*** Block opens ***

PR #170, opened 2017-01-28
(google) Add support for subnetwork config default and gce_subnetwork…

duftler:
… extended attribute.


duftler:
Closes https://github.com/spinnaker/spinnaker/issues/1391.

duftler:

*** Block closes ***

Each entry should be written out again exactly, with no word left out.

PR #170, opened 2017-01-28
(google) Add support for subnetwork config default and gce_subnetwork…

duftler:
… extended attribute.


duftler:
Closes https://github.com/spinnaker/spinnaker/issues/1391.

duftler:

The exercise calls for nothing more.